SG Yamaichi Asset Management believes in Japan investments that are not linked to China''s ups and downs.

SG Yamaichi Asset Management has toured the Asian continent, meeting with fund distributors and potential investors, and has found the need to argue Japan's case as a recovery story that will continue even if China's economy hits a bump.

"Distributors think that if China fails it will have a huge impact on Japan," says Masato Degawa, senior executive officer and head of investment at SG Asset Management's Japan joint venture. "They think China is everything for Japan's recovery, but this is an exaggeration."

After several false starts, which crumpled under the weight of the ailing banking sector and its cross-shareholding relationships, the Japanese economy is enjoying its first normal cyclical recovery in 13 years, says Degawa. Banks, after years of write-offs and injections of public money, are now fully provisioned for bad loans and are actually making profits.

While banks' credit culture has not changed, they are also not lending because there is no demand.

Degawa sees the biggest risk to the recovery in the United States, although a China slowdown will also hurt Japanese manufacturers. But while big companies are vulnerable, he thinks a lot of smaller companies have businesses that will carry on regardless, which is why SG Yamaichi is now selling a pair of small-cap funds to foreign distributors.

For example, software downloading for mobile phones looks impervious to anything but total meltdown. "It's a kid's business," he says adding that the the industry is dominated by just a handful of small Japanese companies.

Degawa is optimistic on a number of fronts. He says deflation will be defeated within a year or two. "China has turned it around." Demand there has boosted factories' capacity utilization and certain things like scrap metal and paper are now out of inventory, nudging prices upward.

Japan is less vulnerable to an oil shock than it appears at first glance. While high oil prices punish airlines, it helps automakers, which export fuel-efficient cars to America. Japan is also much more energy-efficient. High oil prices will hurt, but will not drive any companies into bankruptcy.

He also positively contrasts Japan's balance of payments with the United States.
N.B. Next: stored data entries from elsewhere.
PR #1178, opened 2024-11-25
feat: introduce typed actions.deserialize

faroceann:
## Description
- Introduces typed `actions.deserialize` method 
- Export actions payload types

Usage:
```javascript

app.post("/registration-action", async (req, res) => {
  const payload = req.body;
  const sigHeader = req.headers["workos-signature"] as string;

  try {
    // context is now typed 
    const context = await workos.actions.deserialize({
      payload,
      secret: env.ACTIONS_SECRET,
      sigHeader,
      type: "user_registration",
    });

    let verdict: "Allow" | "Deny";

    if (context.user_data.email.split("@")[1] === "gmail.com") {
      verdict = "Deny";
    } else {
      verdict = "Allow";
    }

    const response = await workos.actions.signResponse(
      {
        type: "user_registration",
        verdict,
        ...(verdict === "Deny" && {
          errorMessage: "Please use a work email address",
        }),
      },
      env.ACTIONS_SECRET
    );

    return res.json(response);
  } catch (err) {
    if (err instanceof SignatureVerificationException) {
      const response = await workos.actions.signResponse(
        {
          type: "user_registration",
          verdict: "Deny",
          errorMessage: "Invalid signature",
        },
        env.ACTIONS_SECRET
      );

      return res.json(response);
    }

    const response = await workos.actions.signResponse(
      {
        type: "user_registration",
        verdict: "Deny",
        errorMessage: "An error occurred",
      },
      env.ACTIONS_SECRET
    );

    return res.json(response);
  }
});
```

## Documentation

```
[x] Yes
```

### DIFF
--- a/src/actions/actions.ts
+++ b/src/actions/actions.ts
@@ -2,6 +2,11 @@ import { SignatureProvider } from '../common/crypto';
 import { CryptoProvider } from '../common/crypto/crypto-provider';
 import { unreachable } from '../common/utils/unreachable';
 import {
+  ActionPayload,
+  AuthenticationActionPayload,
+  UserRegistrationActionPayload,
+} from './interfaces/action-payload';
+import {
   AuthenticationActionResponseData,
   ResponsePayload,
   UserRegistrationActionResponseData,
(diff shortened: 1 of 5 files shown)


src/actions/actions.ts
```diff
@@ -67,4 +72,51 @@ export class Actions {
...
+
+    switch (type) {
+      case 'authentication':
+        return payload as AuthenticationActionPayload;
+      case 'user_registration':
+        return payload as UserRegistrationActionPayload;
+      default:
+        return unreachable(type);
+    }
+  }
```
tribble, line 121: @faroceann just wondering why you took this approach with multiple method definitions?

faroceann: These overloads ensure the SDK consumer receives appropriate types based on the action type they use

tribble: @faroceann Is there something here you think I should apply to #1179?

Japan remains the world's biggest creditor nation, which lets it finance its admittedly large government budget deficit, a problem for politicians but not stock investors. Moreover it enjoys a large current account surplus.

This could be a problem: Degawa believes the country's foreign currency reserves make it far too exposed to the US dollar. "I do worry about a housing crash in the US that slows US growth and hurts Japanese exports." Over time the yen will appreciate, however, making Japan a good hedge for international investors, he argues.

Although last year's upturn saw the greatest upside in Japanese equities, Degawa says attractive returns can still be made over the next two or three years. In yen terms he thinks his funds can return 15% to 20% annually, versus the market consensus of 10% returns in equity markets this year. He would only take profits if sentiment gets too excited and sees another 40% to 50% gain on the Tokyo Stock Exchange this year.

"China is important but Japan is back because the market rebounded, not because companies have restructured," he says. "There's a different perception now about Japan."